BEGIN INFORMATION

PR #1304, opened 2020-07-26
Fix a bug where goal inspect fails to process a rekeyed transaction

### LINKED ISSUE #1300: goal clerk inspect doesn't work with "rekey" transaction
### Subject of the issue
When trying to inspect a transaction with `sgnr` field assigned.  `goal inspect` fails to decode it.

algorotem:
## Summary

`goal clerk inspect` failed to work on rekeyed transactions. This PR fixes it. 

Fixes #1300


algorandskiy:
I think we need a test for this, how about extending `test/e2e-go/cli/goal/expect/goalTxValidityTest.exp` ?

END INFORMATION

EXERCISE >>
Repeat, exactly, every line from the one containing "Fixes #1300" through the final line of the listing above, adding nothing.

EXERCISE OUTPUT >>
Fixes #1300


algorandskiy:
I think we need a test for this, how about extending `test/e2e-go/cli/goal/expect/goalTxValidityTest.exp` ?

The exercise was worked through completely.